Que a razão de fundo do processo europeu radica na exigência de uma paz duradoura não suscita qualquer dúvida, sobretudo se formos ver as razões daqueles que desde muito cedo lutaram por uma união ou uma federação europeia: o Conde Coudenhove-Kalergi, com o seu “Movimento paneuropeu”, Aristide Briand, ex-primeiro-ministro francês, Churchil, Monnet, Spinelli, Schuman, os movimentos da resistência europeia, o movimento federalista europeu e tantos outros, onde a ideia de paz era o grande valor que polarizava as vontades. E a verdade é que se o impulso tinha na origem uma lógica de tipo negativo – todos contra a guerra – ele cedo viria a ganhar uma dimensão prospectiva, já bem patente, por exemplo, nas ideias dos federalistas italianos de Spinelli e Rossi. Em boa verdade, os próprios Monnet e Schuman, para não referir o magnífico Churchill, aspiravam a superar politicamente o pacto inicial, que era sobretudo de ordem económica, e, no caso da CECA, de uma economia ligada à guerra, a do carvão e do aço. Ou não teria sido possível concluir, em tão pouco tempo, um Tratado de Roma (1957) com todas aquelas virtualidades institucionais.

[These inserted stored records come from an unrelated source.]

PR #6251, opened 2026-08-12
Read the quota staleness window from the correct config key

delthas:
`lib/Config.js` read the quota staleness window from `quota.maxStatenessMS`
instead of `quota.maxStalenessMS`, so a value set in `config.json` was
silently ignored and the hardcoded 24h default was used instead. Only the
`QUOTA_MAX_STALENESS_MS` environment variable could change the window.

The setting is now validated like the options around it: apply the default,
then assert that an explicitly provided value is a positive integer rather
than silently falling back on a malformed one. The default moves to
`constants.js` as `defaultQuotaMaxStalenessMS`.

The existing test could not catch this. The fixture set the correctly
spelled key to `86400000`, which equals the default, so the assertion passed
through the fallback branch either way. It now uses a distinct value and
asserts that value differs from the default.

Issue: CLDSRV-970

### DIFF
--- a/tests/unit/Config.js
+++ b/tests/unit/Config.js
@@ -13,6 +13,7 @@ const {
 
 const { LOCATION_NAME_DMF } = require('../constants');
 const constants = require('../../constants');
+const allOptsQuota = require('./testConfigs/allOptsConfig/config.json').quota;
 
 const { ValidLifecycleRules: supportedLifecycleRules } = require('arsenal').models;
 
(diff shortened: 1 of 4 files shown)


tests/unit/Config.js
```diff
@@ -545,16 +546,31 @@ describe('Config', () => {
             process.env.S3_CONFIG_FILE = oldConfig;
         });
 
-        it('should set up quota', () => {
+        it('should set up quota from the config file', () => {
+            // The fixture value must differ from the default, otherwise this test would
```
SylvainSenechal: seems like comment from claude thinking about ongoing issue to fix, maybe not useful to keep

SylvainSenechal (approved):

tests/unit/Config.js
```diff
@@ -535,6 +535,7 @@ describe('Config', () => {
 
     describe('quota option setup', () => {
         let oldConfig;
+        const allOptsQuota = require('./testConfigs/allOptsConfig/config.json').quota;
```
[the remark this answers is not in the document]
delthas: Moved to the top of the file, alongside the other requires (after `const constants = require('../../constants')`). The relative path is unchanged since `require` resolves relative to the file, not the block.

Amended into the existing commit and force-pushed, so the branch is now at `564393413`.

tests/unit/Config.js
delthas: Dropped

delthas:
Requested @DarkIsDude in place of Maha Benzekri, who is currently on PTO.

DarkIsDude (approved):

delthas:
!done 2h

delthas:
[`CLDSRV-970`](https://scality.atlassian.net/browse/CLDSRV-970): logged `2h`; transitioned to Done (`Fixed`)

PR #6252, opened 2026-08-12
Label quota metrics retrieval with the real status code

delthas:
`lib/utilization/scuba/wrapper.js` derived the Prometheus `code` label from
`err.statusCode`. scubaclient does not wrap errors, so axios failures arrive
with the status on `err.response.status` and nothing on `err.statusCode`, and
the label was always `500`. A scuba 404 was indistinguishable from a genuine
5xx or from a connection failure.

The label is now derived the way `lib/routes/veeam/utils.js` already does it:

    code = err.response?.status || err.statusCode || err.code || 500;

Transport failures surface their errno (`ECONNREFUSED`, `ETIMEDOUT`) rather
than being reported as 500, so the label is no longer strictly numeric.

Issue: CLDSRV-971

### DIFF
--- a/lib/utilization/scuba/wrapper.js
+++ b/lib/utilization/scuba/wrapper.js
@@ -71,7 +71,7 @@ class ScubaClientImpl extends ScubaClient {
         try {
             return await super.getLatestMetrics(metricsClass, resourceName, mergedOptions, body);
         } catch (err) {
-            code = err.statusCode || 500;
+            code = err.response?.status || err.code || 500;
             throw err;
         } finally {
             const responseTimeInNs = Number(process.hrtime.bigint() - requestStartTime);
--- a/tests/unit/quotas/scuba/wrapper.js
+++ b/tests/unit/quotas/scuba/wrapper.js
@@ -1,6 +1,7 @@
 const assert = require('assert');
 const sinon = require('sinon');
 const { ScubaClientImpl } = require('../../../../lib/utilization/scuba/wrapper');
+const monitoring = require('../../../../lib/utilities/monitoringHandler');
 const { default: ScubaClient } = require('scubaclient');
 
 describe('ScubaClientImpl', () => {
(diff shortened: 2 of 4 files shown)


lib/utilization/scuba/wrapper.js
```diff
@@ -71,7 +71,9 @@ class ScubaClientImpl extends ScubaClient {
         try {
             return await super.getLatestMetrics(metricsClass, resourceName, mergedOptions, body);
         } catch (err) {
-            code = err.statusCode || 500;
+            // scubaclient does not wrap errors, so axios failures carry the status
+            // on err.response.status, and transport failures only have err.code.
+            code = err.response?.status || err.statusCode || err.code || 500;
```
DarkIsDude: That's a pretty standard axios code, IMO the comment is not useful

DarkIsDude (approved):

lib/utilization/scuba/wrapper.js
delthas: Dropped

lib/utilization/scuba/wrapper.js
```diff
@@ -71,7 +71,7 @@ class ScubaClientImpl extends ScubaClient {
         try {
             return await super.getLatestMetrics(metricsClass, resourceName, mergedOptions, body);
         } catch (err) {
-            code = err.statusCode || 500;
+            code = err.response?.status || err.statusCode || err.code || 500;
```
francoisferrand: if `err.response?.status` is axios error code, do we really need the fallback to `err.statusCode || err.code` ?

tests/unit/quotas/scuba/wrapper.js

Aos que falam de ilusão democrática do Parlamento Europeu lembro que a conquista do actual estatuto de legislador levou muito tempo a conseguir e exigiu muita luta, já que passou de órgão “consultivo”, que era na CECA e no Tratado de Roma, a órgão “cooperante”, no Acto Único, a participante na “codecisão”, no Tratado de Maastricht, e, finalmente, a exercer funções legislativas e funções orçamentais, no Tratado de Lisboa. Além de eleger o Presidente da Comissão e de decidir, cada vez mais, sobre mais matérias. E de ter vindo a assumir uma progressiva capacidade política que o levou tantas vezes a inverter decisões políticas de grande impacto dos órgãos executivos da União ou mesmo a rejeitar figuras de primeiro plano em altos cargos políticos da União. A verdade é que o Parlamento Europeu que resulta do Tratado de Lisboa já não exprime aquele «défice democrático» que, em 1984, a própria comunidade reconhecia existir no processo de transferência de competências entre Parlamentos nacionais, Conselho e Parlamento Europeu. É claro que o caminho para uma democracia europeia ainda é muito longo e difícil, até porque a União não pode importar os graves problemas que as próprias democracias representativas hoje estão a viver. Um caminho longo que haverá de ver, um dia, o verdadeiro Executivo sair automaticamente da maioria do PE, os partidos concorrentes serem os partidos europeus, e não os nacionais, e o Presidente da União resultar de um Parlamento alargado ou do sufrágio universal europeu (veja-se, sobre o assunto, o excelente artigo de Vidal-Folch em “El País”, 22.05.09, p.31). E uma arquitectura regional complexa e em filigrana.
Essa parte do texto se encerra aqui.